DATA SECTION =
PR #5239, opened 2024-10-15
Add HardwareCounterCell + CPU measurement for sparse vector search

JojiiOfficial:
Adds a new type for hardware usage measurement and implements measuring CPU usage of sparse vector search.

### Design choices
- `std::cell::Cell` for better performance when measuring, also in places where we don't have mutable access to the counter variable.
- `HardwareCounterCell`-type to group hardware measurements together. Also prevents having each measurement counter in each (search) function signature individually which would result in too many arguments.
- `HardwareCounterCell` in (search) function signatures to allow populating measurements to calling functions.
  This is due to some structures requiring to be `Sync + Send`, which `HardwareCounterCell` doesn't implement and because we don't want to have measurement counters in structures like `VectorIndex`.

--

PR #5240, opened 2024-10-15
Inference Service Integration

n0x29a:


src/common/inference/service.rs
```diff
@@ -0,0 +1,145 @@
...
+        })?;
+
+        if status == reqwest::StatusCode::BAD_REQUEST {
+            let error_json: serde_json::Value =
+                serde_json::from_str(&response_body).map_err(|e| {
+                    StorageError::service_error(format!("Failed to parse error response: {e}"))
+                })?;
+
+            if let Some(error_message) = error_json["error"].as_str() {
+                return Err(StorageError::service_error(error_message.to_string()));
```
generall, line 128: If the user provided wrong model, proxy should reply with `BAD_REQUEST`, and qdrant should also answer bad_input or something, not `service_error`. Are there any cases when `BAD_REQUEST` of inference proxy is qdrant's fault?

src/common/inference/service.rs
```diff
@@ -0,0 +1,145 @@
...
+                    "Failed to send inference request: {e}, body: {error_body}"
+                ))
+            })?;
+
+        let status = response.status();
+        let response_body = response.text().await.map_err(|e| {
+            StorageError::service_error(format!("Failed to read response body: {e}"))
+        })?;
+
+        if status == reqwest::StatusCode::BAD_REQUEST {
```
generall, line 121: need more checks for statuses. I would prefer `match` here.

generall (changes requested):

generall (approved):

...

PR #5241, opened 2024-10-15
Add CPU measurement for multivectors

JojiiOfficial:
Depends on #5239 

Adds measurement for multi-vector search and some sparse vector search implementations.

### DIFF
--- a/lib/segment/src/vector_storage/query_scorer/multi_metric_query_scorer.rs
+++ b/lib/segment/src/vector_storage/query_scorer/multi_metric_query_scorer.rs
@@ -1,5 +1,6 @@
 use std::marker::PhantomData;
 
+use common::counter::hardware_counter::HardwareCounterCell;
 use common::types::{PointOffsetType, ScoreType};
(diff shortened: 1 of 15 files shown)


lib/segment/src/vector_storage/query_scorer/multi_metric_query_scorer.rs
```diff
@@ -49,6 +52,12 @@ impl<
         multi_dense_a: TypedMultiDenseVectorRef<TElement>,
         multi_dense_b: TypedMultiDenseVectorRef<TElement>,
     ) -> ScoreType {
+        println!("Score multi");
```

WHAT THE TASK ASKS =
In the listing above, find the line with "too many arguments." and the line with "This is due", then print exactly those two lines and every line between them, and nothing more.

OUTPUT FOR THIS EXERCISE =
- `HardwareCounterCell`-type to group hardware measurements together. Also prevents having each measurement counter in each (search) function signature individually which would result in too many arguments.
- `HardwareCounterCell` in (search) function signatures to allow populating measurements to calling functions.
  This is due to some structures requiring to be `Sync + Send`, which `HardwareCounterCell` doesn't implement and because we don't want to have measurement counters in structures like `VectorIndex`.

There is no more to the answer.